ADVENTURE XXI.
AN IDYLL OF BOGIE ROLL.
Perhaps it was in sheer desperation that Cleaver's boy (whose name, by the way, was James Annan, though the fact was hardly ever mentioned except in the police court) at last resolved to make a desperate cast.
"They canna baith hae me," he said, "an' Guid kens I want neither o' them. But gin I had yin o' them, she wad maybe keep the ither off."
So Cleaver's boy scratched his head to find out a way of settling the difficulty. He could, he thought, be indifferently happy with either. It was only having both of them "tearing at his coat-tails" that made him miserable.
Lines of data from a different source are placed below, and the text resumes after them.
PR #203, opened 2020-01-28
Allow a namespace resolver to be used instead of a callback function

DrRataplan:
The object can increase performance if you run XPaths like `evaluateXPathToBoolean('self::p', node)`
extremely frequently. This tries to use cached expressions and buckets to short-cut executions, but
determining whether a selector is re-usable for the same namespace config slowed it down.

### DIFF
--- a/src/evaluateXPath.ts
+++ b/src/evaluateXPath.ts
@@ -11,16 +11,67 @@ import convertXDMReturnValue, { IReturnTypes, ReturnType } from './parsing/conve
 import { Node } from './types/Types';
 
 /**
+ * Describes additional options for evaluateXPath and related functions
+ *
  * @public
  */
 export type Options = {
+	/**
+	 * The 'context' of this expression. This can be used for example to pass information around
+	 * from the call to 'evaluateXPath' to external functions.
+	 *
+	 * Note: not the same as the 'contextItem' in evaluateXPath.
+	 *
+	 * Defaults to `undefined`
+	 */
 	currentContext?: any;
+	/**
+	 * Setting 'debug' to true introduces better stack traces at the cost of some performance. Set
+	 * this to `true` when debugging and to `false` when deploying this.
+	 *
+	 * Defaults to `false`
+	 */
 	debug?: boolean;
-	documentWriter?: IDocumentWriter;
+	/**
+	 * Disable the selector cache, causing the parser to be used for every new selector.
+	 *
+	 * @internal
+	 */
 	disableCache?: boolean;
+	/**
+	 * Used to move nodes around. This is normally used to create a DOM tree. Default to using
+	 * methods like 'appendChild' on the nodes that are to be moved around.
+	 *
+	 * Observe that this will only be used for _new_ subtrees created using node
+	 * constructors. Existing nodes can only be mutated using XQuery Update Facility when calling
+	 * the {@link executePendingUpdateList} function.
+	 */
+	documentWriter?: IDocumentWriter;
+	/**
+	 * The Language used in the expression. Defaults to {@link EvaluateXPath.XPATH_3_1_LANGUAGE}.
+	 */
 	language?: Language;
+	/**
+	 * Additional modules to import. Register modules with {@link registerXQueryModule}. Defaults to no
+	 * modules being imported.
+	 */
 	moduleImports?: { [s: string]: string };
-	namespaceResolver?: (s: string) => string | null;
+	/**
+	 * Provides a mapping from prefixes used in the expression to their namespace URIs.
+	 *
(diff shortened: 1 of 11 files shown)


src/evaluateXPath.ts
```diff
@@ -11,16 +11,61 @@ import convertXDMReturnValue, { IReturnTypes, ReturnType } from './parsing/conve
...
 	moduleImports?: { [s: string]: string };
-	namespaceResolver?: (s: string) => string | null;
+	/**
+	 * Provides a mapping from prefixes used in the expression to their namespace uris.
+	 *
+	 * Can be an Object or a function. This is used to determine whether a cached expression can be
+	 * used: the semantics of a selector like `self::p` change when using a different namespace
+	 * resolver. Take care to not change the object, it is assumed to be frozen.
+	 */
+	namespaceResolver?: { [s: string]: string | null } | ((s: string) => string | null);
```
JosVerburg: This is currently the only option for which we do not describe the default value.

JosVerburg: Not necessarily better but consider this alternative text, it's how I would describe it  ;)

```
	 * Can be an object or a function. When an object is provided it may never change as cached
	 * expressions will be used if possible. For example the semantics of a selector like `self::p`
	 * change when using a different namespace resolver. When a function is provided all used
	 * prefixes will be tested before using cached expressions.
```

src/evaluateXPath.ts
```diff
@@ -11,16 +11,61 @@ import convertXDMReturnValue, { IReturnTypes, ReturnType } from './parsing/conve
...
+	/**
+	 * Used to create new elements. Defaults to the ownerDocument of the passed context node if absent
```
JosVerburg: NIT: "Used to create new elements" -> "Used to create new nodes".

src/expressions/ExecutionSpecificStaticContext.ts
```diff
@@ -60,24 +59,30 @@ export default class ExecutionSpecificStaticContext implements IContext {
...
+	public getReferredNamespaces(): { namespaceURI: string; prefix: string }[] | null {
 		return Object.values(this._referredNamespaceByName);
 	}
 
-	public getReferredVariables(): { name: string }[] {
-		return Object.values(this._referredVariableByName);
+	public getReferredVariables(): { name: string }[] | null {
+		const values = Object.values(this._referredVariableByName);
+		if (values.length === 0) {
+			return null;
```
JosVerburg: Why do we return null instead of the empty array? The array is already allocated so I don't see why we should not use it.

src/parsing/compiledExpressionCache.ts
```diff
@@ -186,6 +211,9 @@ export function storeStaticCompilationResultInCache(
 	cachesForLanguage.push(
 		new CacheEntry(
 			executionStaticContext.getReferredNamespaces(),
+			typeof namespaceResolver === 'function'
+				? null
```
JosVerburg: Should we not store the namespace resolver in the cache either way? It seems to me the `areNamespaceResolversEqual` will also handle functions which I don't will work if we don't save the function.

src/evaluateXPath.ts
```diff
@@ -11,16 +11,61 @@ import convertXDMReturnValue, { IReturnTypes, ReturnType } from './parsing/conve
...
 	currentContext?: any;
+	/**
+	 * Setting 'debug' to true introduces better stack traces at the cost of some performance. Set
+	 * this to `true` when debugging and to `false` when deploying this.
+	 *
+	 * Defaults to `false`
+	 */
 	debug?: boolean;
+	/**
+	 * Used to move nodes around. This is normally used to create a DOM tree. Default to using
```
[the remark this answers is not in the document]
DrRataplan: For creating them correct, nodesfactory, but for populating, we also use this one.

The expression `<ele><prrt /></ele>` will use the writer to append the `<prrt />` element to the `<ele />` element

src/expressions/ExecutionSpecificStaticContext.ts
DrRataplan: mainly to prevent the `.every` on an empty array later on. If the expression does not refer to variables, determining a cache hit is only a single null compare in this case

src/parsing/compiledExpressionCache.ts
DrRataplan: The function will not be used later on: we only reference compare the object variant.

For the function variant, we always use referred namespaces and test compatibility with the _new_ namespace resolver function.

DrRataplan:
Closed because the performance impact was negligible. It even caused a regression.

PR #208, opened 2020-02-03
Dev 5329 output context in x query traces used in hooks

Martinn1996:
Added an option `logOutput` `<function(string):void>` to output additional console statement when using the `trace` function. The readme has been updated accordingly.

### DIFF
--- a/README.md
+++ b/README.md
@@ -51,7 +51,8 @@ evaluateXPathToStrings(xpathExpression, contextNode, domFacade, variables, optio
     * `evaluateXPath.XQUERY_3_1_LANGUAGE` Evaluate `xpathExpression` according the [XQuery spec](https://www.w3.org/TR/xquery-31/).
   * `moduleImports` `<Object<string, string>`
   * `debug` `<boolean>` If a debug trace should be tracked, see [debugging](#debugging) for more information.
-  * `logOutput` `<function(string):void>` Log additional console statements for the trace function.
+  * `logger` `<Object>` Object with functions used to override the standard logger.
+    * `trace: <function(string):void>` The logger for the `trace()` function. The argument is the string of the original message.
 
 ### Example
 
--- a/README.md
+++ b/README.md
@@ -51,6 +51,7 @@ evaluateXPathToStrings(xpathExpression, contextNode, domFacade, variables, optio
     * `evaluateXPath.XQUERY_3_1_LANGUAGE` Evaluate `xpathExpression` according the [XQuery spec](https://www.w3.org/TR/xquery-31/).
   * `moduleImports` `<Object<string, string>`
   * `debug` `<boolean>` If a debug trace should be tracked, see [debugging](#debugging) for more information.
+  * `logOutput` `<function(string):void>` Log additional console statements for the trace function.
 
 ### Example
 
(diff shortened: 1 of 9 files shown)


demo/main.ts
```diff
@@ -115,7 +115,10 @@ function jsonXmlReplacer(_key: string, value: any): any {
 async function runUpdatingXQuery(script: string) {
 	const result = await fontoxpath.evaluateUpdatingExpression(script, xmlDoc, null, null, {
 		debug: true,
-		disableCache: true
+		disableCache: true,
+		logOutput: m => {
```
DrRataplan: Let's add a `<pre>` element to the demo page and output the log to there, that we, we even have a good example use case

README.md
```diff
@@ -51,6 +51,7 @@ evaluateXPathToStrings(xpathExpression, contextNode, domFacade, variables, optio
     * `evaluateXPath.XQUERY_3_1_LANGUAGE` Evaluate `xpathExpression` according the [XQuery spec](https://www.w3.org/TR/xquery-31/).
   * `moduleImports` `<Object<string, string>`
   * `debug` `<boolean>` If a debug trace should be tracked, see [debugging](#debugging) for more information.
+  * `logOutput` `<function(string):void>` Log additional console statements for the trace function.
```
JosVerburg: This is not for logging additional console statements, this completely overrides the trace logs.
We should also indicate that the passed argument will be the original message generated by trace.

src/evaluateXPath.ts
```diff
@@ -16,9 +16,10 @@ import { Node } from './types/Types';
 export type Options = {
 	currentContext?: any;
 	debug?: boolean;
-	documentWriter?: IDocumentWriter;
 	disableCache?: boolean;
+	documentWriter?: IDocumentWriter;
 	language?: Language;
+	logOutput?: (message: string) => void;
```
JosVerburg: Have we really considered the name of this option?
All other logging e.g. errors when using `debug: true` will still be logged in the console and raised as error.

I propose to either rename this to `traceOutput` or also use it for errors for which we'd also need an indicator for the error.

Martinn1996: The options has been changed to an object `logger` which can contain multiple functions to override the standard logger. As for now, you can only override the logger for the `trace()` function.

demo/main.ts
```diff
@@ -115,7 +116,12 @@ function jsonXmlReplacer(_key: string, value: any): any {
 async function runUpdatingXQuery(script: string) {
 	const result = await fontoxpath.evaluateUpdatingExpression(script, xmlDoc, null, null, {
 		debug: true,
-		disableCache: true
+		disableCache: true,
+		logger: {
+			trace: m => {
+				traceOutput.innerHTML = m;
```
DrRataplan: I would append here, not overwrite.

demo/main.ts
```diff
@@ -130,7 +136,13 @@ async function runNormalXPath(script: string, asXQuery: boolean) {
 		disableCache: true,
 		language: asXQuery
 			? fontoxpath.evaluateXPath.XQUERY_3_1_LANGUAGE
-			: fontoxpath.evaluateXPath.XPATH_3_1_LANGUAGE
+			: fontoxpath.evaluateXPath.XPATH_3_1_LANGUAGE,
+		logger: {
+			trace: m => {
+				traceOutput.innerHTML = m;
```
DrRataplan: Same here

demo/main.ts
DrRataplan: Also, let's add a console.log here

bwrrp: consider using textContent instead of innerHTML to avoid having to escape things that look like HTML

DrRataplan:
lgtm. :shipit:

PR #212, opened 2020-02-10
DEV-5321 Implement lightweight cloning

mehmetscoskun:


src/expressions/ExecutionParameters.ts
```diff
@@ -1,12 +1,15 @@
...
 export default class ExecutionParameters {
 	constructor(
-		public readonly domFacade: IWrappingDomFacade,
+		public readonly domFacade: DomFacade,
 		public readonly nodesFactory: INodesFactory,
 		public readonly documentWriter: IDocumentWriter,
-		public readonly currentContext: any
+		public readonly currentContext: any,
+
+		public readonly realizedPointerByPointerMap: Map<NodePointer, NodePointer>
```
DrRataplan: suggestion: rootPointerByDescendantPointerMap?

src/domFacade/DomFacade.ts
```diff
@@ -1,135 +1,485 @@
...
+					))
+		) {
+			unwrappedParentNode = graftAncestor.parent as TinyParentNode | ConcreteParentNode;
+			newGraftAncestor = graftAncestor.graftAncestor;
+			unwrappedGrandParentNode = newGraftAncestor ? newGraftAncestor.parent : null;
+		} else {
+			// if not go to the dom
+			if (pointer.isTinyNode()) {
+				// if you have a tinyNode, it should not be possible, throw error
+				throw new Error('Boom, there should not be tinyNode at this point');
```
DrRataplan: let's remove these before merging please

src/domFacade/DomFacade.ts
```diff
@@ -1,135 +1,485 @@
...
 	ConcreteChildNode,
-	ConcreteElementNode,
-	ConcreteNode,
 	ConcreteParentNode,
 	NODE_TYPES
 } from './ConcreteNode';
 import IDomFacade from './IDomFacade';
-import IWrappingDomFacade from './IWrappingDomFacade';
+
+const isTinyNode = node => node.isTinyNode;
```
JosVerburg: Why do we need this as a separate function? I don't see the need to change a one liner to a one liner.

src/domFacade/DomFacade.ts
```diff
@@ -1,135 +1,485 @@
+import {
```
JosVerburg: Can we try to reduce the amount of casts in this file? There currently seem to 48 casts happening here.

I got the feeling that we either should take another look at the types we are using or rewrite it a bit so we don't have cast this often.

src/domFacade/DomFacade.ts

At last he dashed his hand against his thigh with a cry of joy, and fell to dancing a hobnailed fandango in the gutter.
"Dod, man, the verra thing," he said; "I'll toss for them!"
So with that Cleaver's boy took out his lucky penny, and, selecting a smooth space of the unpaved roadway of a new street, where the coin would neither stick edgeways nor yet bounce unfairly on the stones, he spun the coin deftly upwards from his level thumb-nail.
"Heads Sall—tails Susy!" he said, very solemnly, for his life was in the twirl of the penny.
"Heads she is—Sal has got me!" exclaimed the ardent lover.
They were engaged that night. The next day they were photographed together—Sal with a very large hat, a great deal of hair, and a still larger amount of feather; Cleaver's boy with a very small hat, an immense check suit, and a pipe stuck at a knowing angle with the bowl turned down. That same night Sal had still a lover, indeed, but the glory of her betrothal attire was no more. Her hat was a mere trampled ruin. Her fringe was patchy. She had a black eye; and all that remained of Susy Murphy was in the lock-up for assault and battery. Without doubt it was a stirring time for James Annan, and it is to be feared that Mr. Cleaver and his customers did not get quite their fair share of his attention while it lasted.